** PROBLEM REQUIREMENTS **
Each entry that appears below should be restated word for word.

** DATA PROVIDED **
* * * * *
PR #537, opened 2017-12-22
Resolve test issues with mining difficutly

velzevur:
[Pivotal story](https://www.pivotaltracker.com/story/show/153780170)
The problem used to be recalibration of the mining difficulty durring tests - when a test tried to mine the eleventh block - it took more than 30s and the `aecore_suit_tests:mine_blocks_loop/1` timed out. Curriously   all tests used to mine right up to block 10, otherwise we would have found it earlier.

Also cleaned up a little bit `aecore_suite_utils` interface, removing `mine_one_block/1` function.

### DIFF
--- a/apps/aecore/test/aecore_suite_utils.erl
+++ b/apps/aecore/test/aecore_suite_utils.erl
@@ -12,8 +12,8 @@
 
 -export([start_node/2,
          stop_node/2,
-         mine_one_block/1,
-         mine_blocks/2]).
+         mine_blocks/2,
+         mine_blocks/3]).
 
 -export([node_tuple/1,
          node_name/1,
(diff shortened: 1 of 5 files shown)


apps/aecore/test/aecore_suite_utils.erl
```diff
@@ -93,27 +93,12 @@ stop_node(N, Config) ->
...
-            ct:log("timeout waiting for block event~n"
-                   "~p", [process_info(self(), messages)]),
-            error(timeout_waiting_for_block)
-    end.
-
 mine_blocks(Node, NumBlocksToMine) ->
+    mine_blocks(Node, NumBlocksToMine, 100).
+
+mine_blocks(Node, NumBlocksToMine, MiningRate) ->
+    rpc:call(Node, application, set_env, [aecore, expected_mine_rate, MiningRate],
```
velzevur: This could be tricky because it has side effects on the node doing the mining. If you find a valid reason to set back the original `expected_mine_rate` (before the mining) after the mining is finished, please comment bellow.

velzevur:
@ThomasArts it is 30 seconds _per block_ as it used to be. The difference is actually in setting:
``` rpc:call(Node, application, set_env, [aecore, expected_mine_rate, MiningRate], 100)```
where `100` being the default value. This sets the node aiming at a block in every 100ms. The timeouts were caused by expecting the node to be mining a block once in every 10 minutes.

File: apps/aehttp/test/aehttp_integration_SUITE.erl [hunk 2]
```diff
@@ -437,12 +435,23 @@ all_accounts_balances(_Config) ->
...
     aecore_suite_utils:mine_blocks(aecore_suite_utils:node_name(?NODE),
                                    BlocksToMine),
+    ReceiversAccounts = [{random_hash(), Idx} || Idx <- lists:seq(1, Receivers)],
+    lists:foreach(
+        fun({ReceiverPubKey, AmountToSpent}) ->
+            {ok, 200, _} = post_spend_tx(ReceiverPubKey, AmountToSpent, Fee)
+        end,
+        ReceiversAccounts),
+
+    % mine a block to include the txs
```
lucafavatella: I expect this test to eventually show to be fragile, as the mempool is not checked for inclusion of all txs.

apps/aehttp/test/aehttp_integration_SUITE.erl
```diff
@@ -185,7 +185,7 @@ get_top_empty_chain(_Config) ->
     ok.
 
 get_top_non_empty_chain(_Config) ->
-    ok = aecore_suite_utils:mine_one_block(aecore_suite_utils:node_name(?NODE)),
+    {ok, _} = aecore_suite_utils:mine_blocks(aecore_suite_utils:node_name(?NODE), 1),
```
lucafavatella: I see match of return value (without binding of variables) here though not in most other calls to `aecore_suite_utils:mine_blocks`: maybe slipped in other points? Anyway matching seems not relevant because of exception `erlang:error` raised in case of not-ok.

velzevur: Yes, the patten matching is not neccessary

apps/aehttp/test/aehttp_integration_SUITE.erl
velzevur: I've refactor the test to _exclude_ the public addresses of the recipients for any transaction that didn't make it into the block and was left in the mempool.

lucafavatella: I see potentially all txs may have been left in mempool.

velzevur:
Asserted that all txs are included in the mined block

PR #542, opened 2017-12-22
Enable user configuration of Cuckoo miner and PoW

lucafavatella:


lucafavatella:
I ran CI on this PR merged on recent master (68697ac8) and it passed.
* * * * *
** WRITTEN ANSWER **
PR #537, opened 2017-12-22
Resolve test issues with mining difficutly

velzevur:
[Pivotal story](https://www.pivotaltracker.com/story/show/153780170)
The problem used to be recalibration of the mining difficulty durring tests - when a test tried to mine the eleventh block - it took more than 30s and the `aecore_suit_tests:mine_blocks_loop/1` timed out. Curriously   all tests used to mine right up to block 10, otherwise we would have found it earlier.

Also cleaned up a little bit `aecore_suite_utils` interface, removing `mine_one_block/1` function.

### DIFF
--- a/apps/aecore/test/aecore_suite_utils.erl
+++ b/apps/aecore/test/aecore_suite_utils.erl
@@ -12,8 +12,8 @@
 
 -export([start_node/2,
          stop_node/2,
-         mine_one_block/1,
-         mine_blocks/2]).
+         mine_blocks/2,
+         mine_blocks/3]).
 
 -export([node_tuple/1,
          node_name/1,
(diff shortened: 1 of 5 files shown)


apps/aecore/test/aecore_suite_utils.erl
```diff
@@ -93,27 +93,12 @@ stop_node(N, Config) ->
...
-            ct:log("timeout waiting for block event~n"
-                   "~p", [process_info(self(), messages)]),
-            error(timeout_waiting_for_block)
-    end.
-
 mine_blocks(Node, NumBlocksToMine) ->
+    mine_blocks(Node, NumBlocksToMine, 100).
+
+mine_blocks(Node, NumBlocksToMine, MiningRate) ->
+    rpc:call(Node, application, set_env, [aecore, expected_mine_rate, MiningRate],
```
velzevur: This could be tricky because it has side effects on the node doing the mining. If you find a valid reason to set back the original `expected_mine_rate` (before the mining) after the mining is finished, please comment bellow.

velzevur:
@ThomasArts it is 30 seconds _per block_ as it used to be. The difference is actually in setting:
``` rpc:call(Node, application, set_env, [aecore, expected_mine_rate, MiningRate], 100)```
where `100` being the default value. This sets the node aiming at a block in every 100ms. The timeouts were caused by expecting the node to be mining a block once in every 10 minutes.

File: apps/aehttp/test/aehttp_integration_SUITE.erl [hunk 2]
```diff
@@ -437,12 +435,23 @@ all_accounts_balances(_Config) ->
...
     aecore_suite_utils:mine_blocks(aecore_suite_utils:node_name(?NODE),
                                    BlocksToMine),
+    ReceiversAccounts = [{random_hash(), Idx} || Idx <- lists:seq(1, Receivers)],
+    lists:foreach(
+        fun({ReceiverPubKey, AmountToSpent}) ->
+            {ok, 200, _} = post_spend_tx(ReceiverPubKey, AmountToSpent, Fee)
+        end,
+        ReceiversAccounts),
+
+    % mine a block to include the txs
```
lucafavatella: I expect this test to eventually show to be fragile, as the mempool is not checked for inclusion of all txs.

apps/aehttp/test/aehttp_integration_SUITE.erl
```diff
@@ -185,7 +185,7 @@ get_top_empty_chain(_Config) ->
     ok.
 
 get_top_non_empty_chain(_Config) ->
-    ok = aecore_suite_utils:mine_one_block(aecore_suite_utils:node_name(?NODE)),
+    {ok, _} = aecore_suite_utils:mine_blocks(aecore_suite_utils:node_name(?NODE), 1),
```
lucafavatella: I see match of return value (without binding of variables) here though not in most other calls to `aecore_suite_utils:mine_blocks`: maybe slipped in other points? Anyway matching seems not relevant because of exception `erlang:error` raised in case of not-ok.

velzevur: Yes, the patten matching is not neccessary

apps/aehttp/test/aehttp_integration_SUITE.erl
velzevur: I've refactor the test to _exclude_ the public addresses of the recipients for any transaction that didn't make it into the block and was left in the mempool.

lucafavatella: I see potentially all txs may have been left in mempool.

velzevur:
Asserted that all txs are included in the mined block

PR #542, opened 2017-12-22
Enable user configuration of Cuckoo miner and PoW

lucafavatella:


lucafavatella:
I ran CI on this PR merged on recent master (68697ac8) and it passed.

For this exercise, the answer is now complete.